• _PROBLEM STATEMENT_
If a line in the entries below contains "match", copy it.
- Opening Delimiter -
PR #3805, opened 2026-07-30
fix(datasource/s3): honor io.Reader contract, allow fresh-prefix Create, treat metadata as optional

### LINKED ISSUE #3804: datasource/file/s3: Read violates the io.Reader contract (silent data corruption), Create requires "parent" objects, and ContentType is dereferenced unconditionally
Three related defects in `gofr.dev/pkg/gofr/datasource/file/s3`. All are present in v0.2.2, v0.2.3, and v0.3.0 (latest). Line numbers below are v0.3.0 unless noted; the code is identical in v0.2.x at the noted offsets.

## Environment

- `gofr.dev/pkg/gofr/datasource/file/s3` v0.2.2 / v0.2.3 / v0.3.0
- Go 1.25 (also inspected under Go 1.26)
- Defects 1 and 2 reproduced against MinIO (latest, `server /data`), container-to-container
- Defect 3 is **not** reproducible on MinIO; it requires a backend that omits the `Content-Type` response header — see below

## 1. `S3File.Read` returns `len(p)` instead of bytes read — silent data corruption

`file.go:101` reads the HTTP body **once** into an oversized buffer, `file.go:110` advances the offset by the buffer length, and `file.go:117` returns `len(p)` regardless of how many bytes were actually read:

```go
n, err = f.body.Read(buffer)   // single read of an HTTP response body
...
f.offset += int64(len(buffer)) // not n
...
return len(p), err             // not n
```

`io.Reader` requires returning the number of bytes actually read. An HTTP response body returns one buffered chunk per `Read` call (a few KB), so for any object larger than that chunk, `Read` reports a full buffer while only the first few KB of `p` contain object data — the rest is zeros, with `err == nil`. There is no way for a caller to detect this.

Measured against MinIO (Open + one `Read` into an exactly-`Size()`-sized buffer):

| object size | bytes actually correct | returned n | err |
|---|---|---|---|
| 1 KiB | 1024 (all) | 1024 | EOF |
| 4 KiB | ~3450 | 4096 | nil |
| 64 KiB | ~3451 | 65536 | nil |
| 8 MiB | ~3449 | 8388608 | nil |

`io.ReadAll(f)` on a 40-byte object returns 512 bytes (40 real + 472 zeros), because ReadAll's 512-byte probe buffer is reported as fully read.

**Expected:** `Read` returns the actual count and loops (or documents) partial reads; `io.ReadAll` returns exactly the object's bytes.

**Actual:** any object larger than one transport chunk round-trips corrupted with no error.

`ReadAt` (`file.go:168`) has the same single-read pattern.

## 2. `Create` refuses any key whose parent prefix contains no objects

`fs.go:177-193` (v0.2.2: `135-151`): `Create(name)` runs ListObjectsV2 on `path.Dir(name) + "/"` and fails if `Contents` is empty:

```go
if len(res2.Contents) == 0 {
    return nil, fmt.Errorf("%w: create parent path before creating a file", ErrOperationNotPermitted)
}
```

S3 has no directories; a prefix "exists" only once an object is under it. So creating the first object under any new prefix — e.g. `Create("uploads/3f2a…-uuid/report.pdf")`, where a UUID segment is minted per upload — always fails. The only workaround is writing zero-byte `prefix/` marker objects first (`MkdirAll`), which S3 does not require and which pollutes listings.

**Expected:** `Create` writes the object (S3 semantics — prefixes need not "exist").

**Actual:** first write under any fresh prefix fails with `ErrOperationNotPermitted`.

Repro (empty bucket): `fs.Create("a/b/c.txt")` → `operation not permitted: create parent path before creating a file`.

## 3. Unconditional dereference of optional `GetObject.ContentType` — panic

`fs.go:199` (v0.2.2: `157`) stores whatever `mime.TypeByExtension(path.Ext(name))` returns, unchecked:

```go
ContentType: aws.String(mime.TypeByExtension(path.Ext(name))),
```

`TypeByExtension` returns `""` for extensionless keys on every Go version, and — on images without `/etc/mime.types` (e.g. alpine) under Go <= 1.25 — for common extensions like `.txt`, `.csv`, `.xlsx`, `.docx`. The read-back then dereferences the SDK's optional field unconditionally:

- `fs.go:228` (v0.2.2: `186`), in `Create`: `contentType: *res.ContentType`
- `fs.go:301` (v0.2.2: `259`), in `Open`: same dereference — reachable for any object stored without a content type by any client

The SDK models `ContentType` as `*string` because the response header is optional. Whether the pointer is nil therefore depends on the backend. MinIO substitutes `application/octet-stream`, which masks the defect entirely. Backends that store no content type for an empty value and omit the header on read-back surface it as a process-terminating panic; this has been observed against Cloudflare R2, on an alpine image under Go 1.25, for a key whose extension resolved to `""`.

**Expected:** treat `res.ContentType` (and ideally `LastModified` / `ContentLength`) as optional.

**Actual:** process panics when the backend omits the header.

## Reproduction

Single-file program for defects 1 and 2 against MinIO
(`docker run -d --name minio -e MINIO_ROOT_USER=minioadmin -e MINIO_ROOT_PASSWORD=minioadmin minio/minio server /data`):

```go
package main

import (
	"bytes"
	"context"
	"crypto/rand"
	"fmt"
	"io"

	"github.com/aws/aws-sdk-go-v2/aws"
	awsConfig "github.com/aws/aws-sdk-go-v2/config"
	"github.com/aws/aws-sdk-go-v2/credentials"
	"github.com/aws/aws-sdk-go-v2/service/s3"
	gofrs3 "gofr.dev/pkg/gofr/datasource/file/s3"
)

type nopLogger struct{}

func (nopLogger) Debug(...any)          {}
func (nopLogger) Debugf(string, ...any) {}
func (nopLogger) Logf(string, ...any)   {}
func (nopLogger) Errorf(string, ...any) {}

func main() {
	const endpoint, bucket = "http://minio:9000", "repro"
	ctx := context.Background()

	cfg, _ := awsConfig.LoadDefaultConfig(ctx, awsConfig.WithRegion("us-east-1"),
		awsConfig.WithCredentialsProvider(credentials.NewStaticCredentialsProvider("minioadmin", "minioadmin", "")))
	sdk := s3.NewFromConfig(cfg, func(o *s3.Options) { o.UsePathStyle = true; o.BaseEndpoint = aws.String(endpoint) })
	_, _ = sdk.CreateBucket(ctx, &s3.CreateBucketInput{Bucket: aws.String(bucket)})

	fs := gofrs3.New(&gofrs3.Config{EndPoint: endpoint, BucketName: bucket, Region: "us-east-1",
		AccessKeyID: "minioadmin", SecretAccessKey: "minioadmin"})
	fs.UseLogger(nopLogger{})
	fs.Connect()

	// Defect 2: first key under a fresh prefix
	_, err := fs.Create("a/b/c.txt")
	fmt.Println("Create under fresh prefix:", err)
	// operation not permitted: create parent path before creating a file

	// Defect 1: 64 KiB object, read back through the File interface
	orig := make([]byte, 64<<10)
	_, _ = rand.Read(orig)
	_, _ = sdk.PutObject(ctx, &s3.PutObjectInput{Bucket: aws.String(bucket), Key: aws.String("big.bin"),
		Body: bytes.NewReader(orig), ContentType: aws.String("application/octet-stream")})

	f, _ := fs.Open("big.bin")
	defer f.Close()
	got := make([]byte, len(orig))
	n, err := f.Read(got)
	match := 0
	for match < len(orig) && got[match] == orig[match] {
		match++
	}
	fmt.Printf("Read: n=%d err=%v, correct bytes=%d of %d\n", n, err, match, len(orig))
	// observed: n=65536 err=<nil>, correct bytes=~3450 of 65536 — remainder is zeros

	small, _ := fs.Open("big.bin")
	defer small.Close()
	all, _ := io.ReadAll(io.LimitReader(small, 512))
	_ = all
	// io.ReadAll(f) on a 40-byte object returns 512 bytes (40 real + 472 zero)
}
```

Defect 3 requires a backend that omits the Content-Type response header (observed with Cloudflare R2); on MinIO the dereference survives only because MinIO substitutes a default. The nil-dereference sites are visible by inspection at `fs.go:228` and `fs.go:301` (v0.3.0).

---

Happy to open a PR for any or all of these if that would help — let us know which direction you'd prefer for defect 2 in particular, since removing the parent-prefix check is a behaviour change for anyone currently relying on the error.

akshat-kumar-singhal:
## Summary

Fixes three related defects in `pkg/gofr/datasource/file/s3`, all reported in #3804 and all masked by the mock-based unit tests.

> **Headline (availability, not just corruption):** on `development`, `io.Copy(w, s3file)` — the most common way to stream a file — **never terminates and OOM-kills the process**. The old `Read` always returned `len(p)` with a nil error, so `io.Copy` never saw EOF, while each iteration reallocated a buffer that grew with the offset. This PR makes that path correct and linear.

### 1. `Read`/`ReadAt` violated the `io.Reader` contract (silent corruption + non-terminating `io.Copy`)
`Read` did a single `body.Read` into an oversized buffer, advanced the offset by the buffer length, and returned `len(p)` regardless of how many bytes were actually read. An HTTP response body returns one buffered chunk per `Read`, so for any object larger than that chunk, `Read` reported a full buffer while only the first few KB held real data — the rest was zeros, with `err == nil`. Because `Read` never signalled EOF, `io.Copy` looped forever. `ReadAt` had the same fill/return pattern.

Now both fill `p` with `io.ReadFull`, return the real byte count, and surface a short fill as `io.EOF`. To avoid re-downloading, they issue an HTTP **Range** request (`Read`: `bytes=<offset>-`; `ReadAt`: the exact `bytes=<off>-<off+len-1>`) instead of fetching the whole object and discarding the prefix — see the review-round changes below.

### 2. `Create` refused any key under a prefix containing no objects
`Create` ran `ListObjectsV2` on the parent prefix and failed with `ErrOperationNotPermitted` when it was empty. S3 has no directories — a prefix exists only once an object is under it — so the first write under any new prefix (e.g. `uploads/<uuid>/report.pdf`) always failed. The check is removed; `Create` writes the object directly.

> Note: this is an intentional behaviour change. Callers currently relying on the `ErrOperationNotPermitted` error for a missing parent will no longer receive it. This is now documented in `docs/advanced-guide/handling-file/page.md`.

### 3. Unconditional dereference of optional `GetObject` metadata (panic)
`Create` and `Open` dereferenced `*res.ContentType` / `*res.LastModified` / `*res.ContentLength` unconditionally. The SDK models these as pointers because the response headers are optional; backends such as Cloudflare R2 omit them, causing a nil-pointer panic. Both sites now go through a `newS3File` helper that nil-checks each field (MinIO masks this by substituting `application/octet-stream`).

## Review-round changes (#3805)

Addressing review feedback on the above:

- **Range requests instead of download-and-discard.** The original fix kept the "fetch whole object, discard the prefix with `io.CopyN`" model, which is **quadratic** — a 200 KiB object read via `io.ReadAll` pulled ~3.4x its size off the wire across 16 `GetObject` calls. `Read`/`ReadAt` now request only the bytes they need. `Read` omits the Range header at offset 0, so empty objects and `bytes=0-`-averse backends are unaffected.
- **Connection leak fixed.** The previous response body is now closed (`closeBody`) before `f.body` is reassigned.
- **`io.Copy` termination guard.** With Range requests, a final read at `offset == size` would send an unsatisfiable `bytes=<size>-` (HTTP 416). An early `offset >= size → io.EOF` guard keeps streaming clean even when the object size is an exact multiple of the caller's buffer.
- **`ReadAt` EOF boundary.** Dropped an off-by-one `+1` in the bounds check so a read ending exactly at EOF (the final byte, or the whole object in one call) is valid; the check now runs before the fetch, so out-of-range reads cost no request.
- Closing Delimiter -
• _ANSWER SPACE_
	match := 0
	for match < len(orig) && got[match] == orig[match] {
		match++
	fmt.Printf("Read: n=%d err=%v, correct bytes=%d of %d\n", n, err, match, len(orig))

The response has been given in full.